Los favores de Trump

No había que ser un negacionista de la mascarilla –una forma de avatar de los negacionistas de la pandemia– para albergar dudas sobre la efectividad del artilugio, habida cuenta de que la información que circulaba no era concluyente y los científicos no hablaban con una sola voz. Ni siquiera la OMS se posicionaba con claridad. “Aunque las mascarillas podrían reducir la transmisión en algunos entornos, como tiendas o transporte público, es poco probable que impidan la transmisión de contactos sociales cercanos y sostenidos, como en el hogar”, decía por esos días la investigadora en salud pública de la Universidad de Bristol Ellen Brooks. No es lo que se entiende por un llamamiento inequívoco. De modo que, al final, la mitología de la mascarilla tiene un ingrediente básico, y es que se abrió paso en medio de la adversidad. O de cierta adversidad. Por supuesto, no hay que desdeñar la campaña a favor que un negacionista como Donald Trump le hizo al posicionarse en contra (“es voluntario, no tenéis que hacerlo”, dijo). Probablemente mucha gente que tenía dudas se convenció de que era lo más sensato.

No hay que desdeñar la campaña a favor que un negacionista como Trump le hizo al posicionarse en contra

Fue tan tarde como el 30 de marzo de 2021 que el Gobierno decretó la obligatoriedad de la mascarilla en los espacios públicos al margen de que se pudiera o no guardar la distancia de seguridad. En plena Semana Santa, el decreto desencadenó un agudo malestar entre las autonomías de mar toda vez que, en fin, ¿eso incluye las playas? Las incluía, sí, o al menos no las señalaba como excepción. “Quieren convertir las playas en hospitales de campaña al aire libre”, clamó con ironía el vicepresidente de Exceltur, José Luis Zoreda. El malestar turístico obligó al Gobierno a crear una mesa técnica entre el Ministerio de Sanidad y las comunidades autónomas para matizar la ley. Catalunya fue de las primeras comunidades en señalar que la mascarilla solo era obligatoria en la playa cuando se interactuaba con otras personas.

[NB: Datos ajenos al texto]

PR #3326, opened 2024-03-25
[UI Fixes] Refactor E2E tests

jsolovjo:
Refactor Attributes details according to changes in https://github.com/hawtio/hawtio-next/pull/818

PR #3332, opened 2024-03-27
feat: update @hawtio/react to 1.2.0

tadayosi:


tadayosi:
The failing tests should be fixed with #3326.

PR #3365, opened 2024-04-02
build(console): migrate from craco to webpack

tadayosi:
hawtio/hawtio-next#455


tadayosi:
This refactoring seems stable enough. Let's merge it.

La plegable heroína de algodón y poliéster empieza desde este sábado una nueva vida, una existencia que vivirá a medio camino entre su lugar natural, tapando caras, y los bolsillos o bolsos donde permanecerá mientras no sea necesaria. La gente respira aliviada. La gente respira, sin más. Su desaparición progresiva es trasunto de la también paulatina retirada de la pandemia, y algún día, dentro de poco, al parecer, será recuerdo en las fotos y el tipo de percudido objeto que aparece cuando se hace limpieza en los cajones. Quizá entonces sean miradas con más cariño, pero de momento, que sean objeto del desprecio colectivo solo satisface otra gran condición de los héroes y las heroínas: la incomprensión.